Re: Cooling?
Not really a mystery, it's all about connectivity and geography, and less to do with latency and more to do with bandwidth, cost and agglomeration.
The London area starts with about 10% of the UK population, all now keen on bandwidth-hungry gaming and video streaming, but previously all keen on the as-was bandwidth-hungry applications of the younger internet. Fibre installation ultimately costs per-mile, so putting the compute closer to the population reduces bandwidth costs. Then this compounds because putting compute close to other compute (some of which it will inevitably need to connect to) also reduces bandwidth costs. Then you add in that this attracts more fibre investment and bandwidth to the same locations, including international connections, and things compound further. Skills availability is another feeder for agglomeration, as is London's position as a popular connection node between America, Europe and Asia.

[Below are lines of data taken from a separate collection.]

PR #1106, opened 2021-02-04
Enable Campaign routes in Northstar

weerd:
### What's this PR do?

This pull request enables `v3/campaigns` API routes, and `/campaign` web routes in Northstar 🎉

All the business logic was already copied over from Rogue, so this pull request just worked on getting the tests for these routes working again! ✅ 

👀 

### Relevant tickets

### Checklist

### DIFF
--- a/tests/Http/CampaignTest.php
+++ b/tests/Http/CampaignTest.php
@@ -1,0 +1,751 @@
+<?php
+
+use App\Models\Campaign;
+use App\Models\GroupType;
+use App\Models\Post;
+use App\Types\Cause;
+use Illuminate\Support\Facades\Artisan;
+
+class CampaignTest extends TestCase
+{
+    //     /**
+//      * Test that a GET request to /api/v3/campaigns returns an index of all campaigns.
+//      *
+//      * GET /api/v3/campaigns
+//      * @return void
+//      */
+//     public function testCampaignIndex()
+//     {
+//         factory(Campaign::class, 5)->create();
+//         $response = $this->getJson('api/v3/campaigns');
+//         $decodedResponse = $response->decodeResponseJson();
+//         $response->assertStatus(200);
+//         $this->assertEquals(5, $decodedResponse['meta']['pagination']['count']);
+//     }
+//     /**
+//      * Test that we can filter open or closed campaigns.
+//      *
+//      * GET /api/v3/campaigns
+//      * @return void
+//      */
+//     public function testFilteredCampaignIndex()
+//     {
+//         factory(Campaign::class, 5)->create();
+//         factory(Campaign::class, 'closed', 3)->create();
+//         $response = $this->getJson('api/v3/campaigns?filter[is_open]=true');
+//         $decodedResponse = $response->decodeResponseJson();
+//         $this->assertEquals(5, $decodedResponse['meta']['pagination']['count']);
+//         $response = $this->getJson('api/v3/campaigns?filter[is_open]=false');
+//         $decodedResponse = $response->decodeResponseJson();
+//         $this->assertEquals(3, $decodedResponse['meta']['pagination']['count']);
+//     }
+//     /**
+//      * Test that we can filter campaigns with an associated Contentful 'Website' entry.
+//      *
+//      * GET /api/v3/campaigns
+//      * @return void
+//      */
+//     public function testWebsiteFilteredCampaignIndex()
+//     {
+//         factory(Campaign::class, 5)->create([
+//             'contentful_campaign_id' => '123',
+//         ]);
+//         factory(Campaign::class, 3)->create();
+//         $response = $this->getJson('api/v3/campaigns?filter[has_website]=true');
+//         $decodedResponse = $response->decodeResponseJson();
+//         $this->assertEquals(5, $decodedResponse['meta']['pagination']['count']);
+//         $response = $this->getJson(
+//             'api/v3/campaigns?filter[has_website]=false',
+//         );
+//         $decodedResponse = $response->decodeResponseJson();
+//         $this->assertEquals(3, $decodedResponse['meta']['pagination']['count']);
+//     }
+//     /**
+//      * Test that we can filter campaigns by cause.
+//      *
+//      * GET /api/v3/campaigns
+//      * @return void
+//      */
+//     public function testCauseFilteredCampaignIndex()
+//     {
+//         $causes = Cause::all();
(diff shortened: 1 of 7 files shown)


tests/Http/CampaignTest.php
```diff
@@ -0,0 +1,360 @@
...
+    public function testCampaignIndex()
+    {
+        $this->withoutExceptionHandling();
+
+        factory(Campaign::class, 5)->create();
+
+        $response = $this->getJson('api/v3/campaigns');
+
+        $response->assertOk();
+        $response->assertJsonPath('meta.pagination.count', 5);
```
weerd, line 42: In the old tests it would decode the JSON response and then use array notation to `assertEquals()` with the number it was comparing against.

I preferred the use of `assertJsonPath()` since it allows you to use the easier to read dot-notation and essentially compares the value obtained from the dot-notation and compares against the number you provide to ensure the values are equal. Overall it made the test slightly shorter and a little cleaner :)

tests/Http/CampaignTest.php
```diff
@@ -0,0 +1,360 @@
...
+
+    /**
+     * Test that a GET request to /api/v3/campaigns returns an index of all campaigns.
+     *
+     * GET /api/v3/campaigns
+     * @return void
+     */
+    public function testCampaignIndex()
+    {
+        $this->withoutExceptionHandling();
```
DFurnes, line 35: 👾

tests/Http/CampaignTest.php
```diff
@@ -0,0 +1,360 @@
...
+     * @return void
+     */
+    public function testCauseFilteredCampaignIndex()
+    {
+        $causes = Cause::all();
+
+        // Let's test against pairs of three causes each so that we have a first, last, and middle cause
+        // (ensuring we're testing our filtering logic against surrounding commas).
+        $campaignWithFirstThreeCauses = factory(Campaign::class, 1)->create([
+            'cause' => array_slice($causes, 0, 3),
```
DFurnes, line 110: This makes me think it'd be nice to make a `$faker->cause(n)` generator that pulls a random `n` causes from the `Cause::all()` array... could be handy to have easily accessible in tests/seeders!

tests/Http/CampaignTest.php
```diff
@@ -0,0 +1,360 @@
...
+     * GET /api/v3/campaigns
+     * @return void
+     */
+    public function testCauseFilteredCampaignIndex()
+    {
+        $causes = Cause::all();
+
+        // Let's test against pairs of three causes each so that we have a first, last, and middle cause
+        // (ensuring we're testing our filtering logic against surrounding commas).
+        $campaignWithFirstThreeCauses = factory(Campaign::class, 1)->create([
```
DFurnes, line 109: If you remove the `, 1` here, it should return a single `Campaign` instance rather than a single-element collection (so we then don't have to call `->first()` all the time below).

tests/Http/CampaignTest.php
```diff
@@ -0,0 +1,360 @@
...
+
+        $responseOne = $this->asAdminUser()->getJson($endpoint);
+
+        $responseOne->assertOk();
+        $responseOne->assertJsonCount(3, 'data');
+
+        // Then, we'll use the last post's cursor to fetch the remaining two:
+        $json = $responseOne->json();
+
+        $lastCursor = $json['data'][2]['cursor'];
```
DFurnes, line 174: When refactoring the signup test suite, I noticed you can optionally pass a `$path` to `$response->json()` to directly reach in and grab a specific value. That could perhaps make this a little more concise!

```php
$lastCursor = $response->json('data.2.cursor');
$responseTwo = $this->asAdminUser()->getJson(
    $endpoint . '&cursor[after]=' . $lastCursor,
);
```

tests/Http/Web/WebCampaignTest.php
```diff
@@ -0,0 +1,118 @@
...
+
+        // Delete the campaign.
+        $this->actingAs($admin, 'web')->deleteJson(
+            'campaigns/' . $campaign->id,
+        );
+
+        // Make sure the campaign is deleted.
+        $response = $this->getJson('api/v3/campaigns/' . $campaign->id);
+
+        $response->dump();
```
DFurnes, line 110: 👾

tests/Http/Web/WebCampaignTest.php
```diff
@@ -0,0 +1,118 @@
...
+
+        $response->assertNotFound();
+        $response->assertJsonPath(
+            'error.message',
+            'That resource could not be found.',
+        );
```
DFurnes, line 116: I've been removing these assertions on specific error language as I go through tests, since I think it's covering something that machines shouldn't really be basing logic upon. (Fine to keep too, but wanted to share what I've been thinking about these!)

DFurnes (approved):
Looking great!

tests/Http/CampaignTest.php
weerd: gah! Good catch!

tests/Http/CampaignTest.php
weerd: Oh ya, I dig that and sound very helpful for future tests as well!

tests/Http/CampaignTest.php
weerd: Oh fair. I had left it how it was, but this would be a nice, quick improvement 👍

tests/Http/CampaignTest.php
weerd: Ah nice! I was wondering about that too. I wasn't a fan of the array notation, will update!

tests/Http/Web/WebCampaignTest.php
weerd: 😓

tests/Http/Web/WebCampaignTest.php
weerd: Ya I was wondering about this. I came across this as a thing when switching NS tests to remove BrowserKit. Another issue I found with this is that it only matches if the text is exact! So if you miss the period at the end, it'll fail, which seems a little brittle. Have you been switching to just confirming there's an `error` object?

DFurnes: Just the status code via `$response->assertNotFound()` (or whichever error type)!

weerd: Ah ok! It already checks for `assertNotFound()` so I'll just delete the `assertJsonPath()` assertion 👍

Functionally the internet appears to be geographically agnostic, but we know that in reality getting bandwidth longer distances to the back of beyond costs substantially more than around major cities. Not only is fibre installation cost per-mile but more energy is required on an ongoing basis to send more data over longer distances. So whilst data centres anywhere there's power available are in theory possible, in practice the bandwidth cost is more of an issue than you might think.
As time moves forward the Moore's law acceleration of compute vs the rather more linear acceleration of connectivity suggests we might see more "edge" compute distributed closer to smaller population centres, but that remains to be seen, and it's hard to see how the agglomeration effect of global hubs like London (+ Singapore, North Virginia, Amsterdam etc) can be avoided.